I understand the motivation here, but it does make it much harder to
manipulate the domU filesystem from dom0. I personally couldn't
figure out how to mount a domU partition when using the whole-disk
method. I imagine that it's even more complicated when the domU has
its own LVM volumes.
This issue aside, I do like the idea of having a single disk image
for each domU, though, since it keeps things simple. It's nice to
have the kernel, swap partition, and main partition (and whatever
else) all in one place. But it seems very inelegant to use the
ancient DOS partitioning scheme and then put LVM on top of it.
Things would be simpler if a domU could start out with LVM right on
top of the disk image, like if you ran 'pvcreate /dev/sda' in the
domU. Then you wouldn't need a separate /boot partition; it could be
just another LVM volume. I know that this is problematic for "real"

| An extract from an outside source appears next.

PR #1221, opened 2026-07-01
feat(devenv/tcapi): bound persistent-network event scans, add delivery-only Run mode

jadepark-dev:
## Description

Two independent devenv/tcapi changes needed to run e2e tests against persistent staging chains instead of only local devenv:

installations of Linux, because of the BIOS <1024 cylinder limitation
(is that still an issue?), and because grub doesn't understand LVM.
But the first limitation simply doesn't exist with a domU under Xen
(I hope), and the second can be worked around -- I imagine that
making pygrub understand LVM would be easier than making grub
understand LVM, since there aren't the same memory/space limitations.
In short, why emulate all crufty old mechanics of booting and
partitioning a PC when Xen provides a way to (finally) avoid it? You
would lose the ability to image a domU disk image right onto a real
disk and then boot a real machine with that disk, but I think that's
the only thing, and it's pretty minor.
- It doesn't provide an option for creating images on LVM volumes.
If you already have an LVM volume, you can simply specify that and it
just works (most of my test xen installs are to LVM.)
That's good to know... The script doesn't make it clear that it has
that capability. If I remember right, I tried that, and the config
file said file:/dev/VolGroup00/fc5_root, or something like that
instead of phy:.., which seems like an error. (I was still having
other Xen problems so I never got it working this way.) The LVM
volume already has a size, so what happens when you specify a disk
image size to the installer script?
Or you could use a kernel from xensource that has the xennet driver
compiled into the kernel. I don't know why the developers decided to
take the driver out of the kernel.
The default networking with Xen uses netfront/back and bridging, so
that's what we compile in. Is there really a strong need for xennet
too?
I'm not an expert on Xen network drivers... All I know is that when I
booted the jailtime.org FC5 image (and a Centos 4.2 image that I
created myself) using the stock FC5 xenU kernel, that it would say
there was no eth0 on boot. I managed to get eth0 to show up by
loading the xennet kernel module, as recommended by someone on the
xensource xen-users list. If there's way to get a domU's eth0 to
show up using the stock XenU kernel and without loading a module,
that would be great. How would I do this?